Provided data.
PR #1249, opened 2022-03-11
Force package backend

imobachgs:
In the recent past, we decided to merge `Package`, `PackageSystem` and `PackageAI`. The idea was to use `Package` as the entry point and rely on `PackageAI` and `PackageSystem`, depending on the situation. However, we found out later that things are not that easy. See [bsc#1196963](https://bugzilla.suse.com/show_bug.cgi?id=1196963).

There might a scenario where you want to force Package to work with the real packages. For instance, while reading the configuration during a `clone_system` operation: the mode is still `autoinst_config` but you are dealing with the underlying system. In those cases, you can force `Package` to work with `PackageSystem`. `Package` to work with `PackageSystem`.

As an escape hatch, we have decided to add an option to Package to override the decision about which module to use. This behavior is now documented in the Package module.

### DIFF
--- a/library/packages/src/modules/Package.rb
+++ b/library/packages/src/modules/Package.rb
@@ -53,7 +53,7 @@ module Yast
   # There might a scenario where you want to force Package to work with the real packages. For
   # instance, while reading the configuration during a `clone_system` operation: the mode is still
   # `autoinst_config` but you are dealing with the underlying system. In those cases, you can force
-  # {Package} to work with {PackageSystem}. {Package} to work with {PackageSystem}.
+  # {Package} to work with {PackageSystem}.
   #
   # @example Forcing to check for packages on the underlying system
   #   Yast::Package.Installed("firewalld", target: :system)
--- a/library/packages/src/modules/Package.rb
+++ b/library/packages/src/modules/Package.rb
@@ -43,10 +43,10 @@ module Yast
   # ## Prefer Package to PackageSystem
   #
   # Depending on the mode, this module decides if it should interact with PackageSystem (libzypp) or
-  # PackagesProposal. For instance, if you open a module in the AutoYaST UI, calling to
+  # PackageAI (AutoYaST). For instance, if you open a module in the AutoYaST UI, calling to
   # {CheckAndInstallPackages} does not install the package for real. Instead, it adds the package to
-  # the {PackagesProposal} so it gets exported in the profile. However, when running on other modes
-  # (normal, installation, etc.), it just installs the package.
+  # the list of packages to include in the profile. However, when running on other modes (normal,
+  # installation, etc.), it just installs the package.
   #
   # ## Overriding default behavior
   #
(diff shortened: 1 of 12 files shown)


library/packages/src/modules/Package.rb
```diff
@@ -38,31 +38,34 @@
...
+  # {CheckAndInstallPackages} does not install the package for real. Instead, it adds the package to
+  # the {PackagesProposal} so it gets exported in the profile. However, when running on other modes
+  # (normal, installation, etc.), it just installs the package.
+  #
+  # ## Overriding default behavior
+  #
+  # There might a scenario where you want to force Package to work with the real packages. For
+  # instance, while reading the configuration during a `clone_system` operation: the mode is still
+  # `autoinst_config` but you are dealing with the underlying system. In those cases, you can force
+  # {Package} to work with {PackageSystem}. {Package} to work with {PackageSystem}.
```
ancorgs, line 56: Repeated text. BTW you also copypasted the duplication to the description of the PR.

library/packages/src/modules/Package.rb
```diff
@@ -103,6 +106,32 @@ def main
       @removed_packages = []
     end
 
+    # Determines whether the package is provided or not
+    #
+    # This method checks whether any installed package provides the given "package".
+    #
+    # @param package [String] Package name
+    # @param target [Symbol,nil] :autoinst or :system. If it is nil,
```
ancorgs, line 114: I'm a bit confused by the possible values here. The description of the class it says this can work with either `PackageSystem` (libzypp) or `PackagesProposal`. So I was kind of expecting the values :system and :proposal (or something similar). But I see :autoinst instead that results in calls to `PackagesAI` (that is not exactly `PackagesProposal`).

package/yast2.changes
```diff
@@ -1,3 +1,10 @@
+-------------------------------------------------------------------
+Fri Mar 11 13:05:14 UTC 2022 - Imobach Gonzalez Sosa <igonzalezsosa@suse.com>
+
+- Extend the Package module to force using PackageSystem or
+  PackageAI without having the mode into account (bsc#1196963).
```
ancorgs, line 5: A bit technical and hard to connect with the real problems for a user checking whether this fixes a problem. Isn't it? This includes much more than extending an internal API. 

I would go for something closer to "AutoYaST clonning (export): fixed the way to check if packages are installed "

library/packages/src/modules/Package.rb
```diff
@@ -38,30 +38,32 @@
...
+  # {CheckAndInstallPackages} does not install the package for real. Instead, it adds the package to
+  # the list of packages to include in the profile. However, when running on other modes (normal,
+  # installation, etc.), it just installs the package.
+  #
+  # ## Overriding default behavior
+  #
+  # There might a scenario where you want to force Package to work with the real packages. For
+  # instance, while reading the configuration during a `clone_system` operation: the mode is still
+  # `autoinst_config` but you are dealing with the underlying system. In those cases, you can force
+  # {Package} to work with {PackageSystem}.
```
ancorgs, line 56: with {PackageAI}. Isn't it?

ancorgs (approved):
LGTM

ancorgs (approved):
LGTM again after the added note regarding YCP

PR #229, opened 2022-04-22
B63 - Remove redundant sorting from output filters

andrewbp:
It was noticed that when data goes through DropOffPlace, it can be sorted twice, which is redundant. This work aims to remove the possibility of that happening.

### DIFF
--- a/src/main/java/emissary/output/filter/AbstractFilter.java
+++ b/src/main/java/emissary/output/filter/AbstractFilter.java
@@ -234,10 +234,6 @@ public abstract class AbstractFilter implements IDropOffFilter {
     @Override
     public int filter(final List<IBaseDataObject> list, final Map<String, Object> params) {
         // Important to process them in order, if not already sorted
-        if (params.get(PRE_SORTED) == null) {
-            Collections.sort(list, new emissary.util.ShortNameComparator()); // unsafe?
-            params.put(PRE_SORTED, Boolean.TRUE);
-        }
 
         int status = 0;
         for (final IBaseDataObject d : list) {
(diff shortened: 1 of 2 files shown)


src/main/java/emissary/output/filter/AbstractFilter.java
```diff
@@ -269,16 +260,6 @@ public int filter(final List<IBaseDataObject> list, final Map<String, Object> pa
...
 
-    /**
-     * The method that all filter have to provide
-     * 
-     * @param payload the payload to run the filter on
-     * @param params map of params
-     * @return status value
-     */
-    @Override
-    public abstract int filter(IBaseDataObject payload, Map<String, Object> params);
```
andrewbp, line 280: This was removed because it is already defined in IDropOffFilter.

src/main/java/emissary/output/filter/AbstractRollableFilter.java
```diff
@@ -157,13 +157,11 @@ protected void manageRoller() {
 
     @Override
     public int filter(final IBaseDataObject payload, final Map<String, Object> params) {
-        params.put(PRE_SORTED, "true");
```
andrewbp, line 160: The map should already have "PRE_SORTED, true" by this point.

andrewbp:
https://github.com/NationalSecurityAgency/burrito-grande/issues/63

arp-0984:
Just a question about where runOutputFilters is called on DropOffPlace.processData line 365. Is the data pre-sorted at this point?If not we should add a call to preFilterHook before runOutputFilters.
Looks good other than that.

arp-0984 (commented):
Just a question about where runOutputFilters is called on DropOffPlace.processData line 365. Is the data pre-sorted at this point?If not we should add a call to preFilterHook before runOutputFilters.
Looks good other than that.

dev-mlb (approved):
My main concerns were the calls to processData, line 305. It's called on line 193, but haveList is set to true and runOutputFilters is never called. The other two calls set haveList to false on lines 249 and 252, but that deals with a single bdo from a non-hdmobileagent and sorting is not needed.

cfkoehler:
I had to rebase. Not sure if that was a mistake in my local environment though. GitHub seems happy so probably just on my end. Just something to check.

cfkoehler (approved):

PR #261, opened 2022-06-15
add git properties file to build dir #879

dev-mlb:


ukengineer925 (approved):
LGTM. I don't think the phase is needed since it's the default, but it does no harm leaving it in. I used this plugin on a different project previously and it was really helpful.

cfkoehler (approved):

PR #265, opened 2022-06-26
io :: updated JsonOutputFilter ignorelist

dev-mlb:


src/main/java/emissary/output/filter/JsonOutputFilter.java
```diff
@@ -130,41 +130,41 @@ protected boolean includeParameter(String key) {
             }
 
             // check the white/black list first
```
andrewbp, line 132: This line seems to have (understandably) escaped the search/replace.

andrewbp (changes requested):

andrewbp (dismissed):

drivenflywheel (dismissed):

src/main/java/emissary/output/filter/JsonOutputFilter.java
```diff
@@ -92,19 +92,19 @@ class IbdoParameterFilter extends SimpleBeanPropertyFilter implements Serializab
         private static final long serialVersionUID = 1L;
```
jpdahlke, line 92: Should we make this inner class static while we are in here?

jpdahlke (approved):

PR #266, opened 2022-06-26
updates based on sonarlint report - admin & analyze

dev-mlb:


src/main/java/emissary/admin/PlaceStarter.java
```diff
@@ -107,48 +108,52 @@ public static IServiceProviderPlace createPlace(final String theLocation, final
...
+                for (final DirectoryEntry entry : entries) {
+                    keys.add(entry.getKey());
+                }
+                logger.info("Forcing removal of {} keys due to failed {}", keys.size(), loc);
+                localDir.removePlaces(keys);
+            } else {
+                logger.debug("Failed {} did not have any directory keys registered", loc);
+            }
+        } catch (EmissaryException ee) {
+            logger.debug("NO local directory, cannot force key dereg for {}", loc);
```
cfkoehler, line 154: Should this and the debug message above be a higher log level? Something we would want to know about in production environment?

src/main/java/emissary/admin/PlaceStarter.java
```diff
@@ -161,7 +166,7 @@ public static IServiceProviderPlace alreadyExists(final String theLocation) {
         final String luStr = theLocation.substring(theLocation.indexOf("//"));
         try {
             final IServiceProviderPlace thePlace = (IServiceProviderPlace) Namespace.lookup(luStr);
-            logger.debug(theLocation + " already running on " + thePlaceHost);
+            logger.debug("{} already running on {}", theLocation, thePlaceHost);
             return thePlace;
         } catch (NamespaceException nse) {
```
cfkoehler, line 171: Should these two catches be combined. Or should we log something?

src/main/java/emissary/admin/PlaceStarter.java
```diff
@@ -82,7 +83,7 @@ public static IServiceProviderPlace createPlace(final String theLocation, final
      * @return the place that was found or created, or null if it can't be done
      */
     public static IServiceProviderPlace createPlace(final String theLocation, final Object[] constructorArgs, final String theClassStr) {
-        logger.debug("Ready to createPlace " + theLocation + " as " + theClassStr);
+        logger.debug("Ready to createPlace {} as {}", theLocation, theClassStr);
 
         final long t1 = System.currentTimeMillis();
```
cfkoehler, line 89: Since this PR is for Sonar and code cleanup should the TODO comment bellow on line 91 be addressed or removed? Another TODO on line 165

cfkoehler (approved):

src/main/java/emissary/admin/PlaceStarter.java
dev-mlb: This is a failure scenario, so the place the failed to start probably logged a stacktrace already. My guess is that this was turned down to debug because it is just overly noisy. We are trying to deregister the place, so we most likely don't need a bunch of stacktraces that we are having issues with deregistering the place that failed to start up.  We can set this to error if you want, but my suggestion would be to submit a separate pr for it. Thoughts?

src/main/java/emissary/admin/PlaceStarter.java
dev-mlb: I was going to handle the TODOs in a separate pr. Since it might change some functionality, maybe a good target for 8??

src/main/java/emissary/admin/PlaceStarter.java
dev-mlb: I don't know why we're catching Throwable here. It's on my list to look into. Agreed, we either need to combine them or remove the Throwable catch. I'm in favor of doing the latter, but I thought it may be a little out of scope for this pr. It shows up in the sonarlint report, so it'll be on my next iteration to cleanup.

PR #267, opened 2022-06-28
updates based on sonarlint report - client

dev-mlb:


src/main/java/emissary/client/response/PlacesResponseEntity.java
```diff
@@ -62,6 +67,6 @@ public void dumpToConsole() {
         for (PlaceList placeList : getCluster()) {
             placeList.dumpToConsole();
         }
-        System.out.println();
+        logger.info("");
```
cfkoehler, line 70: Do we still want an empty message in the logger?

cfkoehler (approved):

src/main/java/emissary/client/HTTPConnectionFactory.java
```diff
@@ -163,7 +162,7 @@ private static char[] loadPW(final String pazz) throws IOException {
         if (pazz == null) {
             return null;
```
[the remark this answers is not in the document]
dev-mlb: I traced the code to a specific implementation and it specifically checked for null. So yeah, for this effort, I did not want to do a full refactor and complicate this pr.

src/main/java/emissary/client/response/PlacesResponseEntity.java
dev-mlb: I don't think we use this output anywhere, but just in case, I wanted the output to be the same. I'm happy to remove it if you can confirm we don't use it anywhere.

What is needed. Determine how many lines in the data contain the string "reading", and give the number only.

Exercise result. 4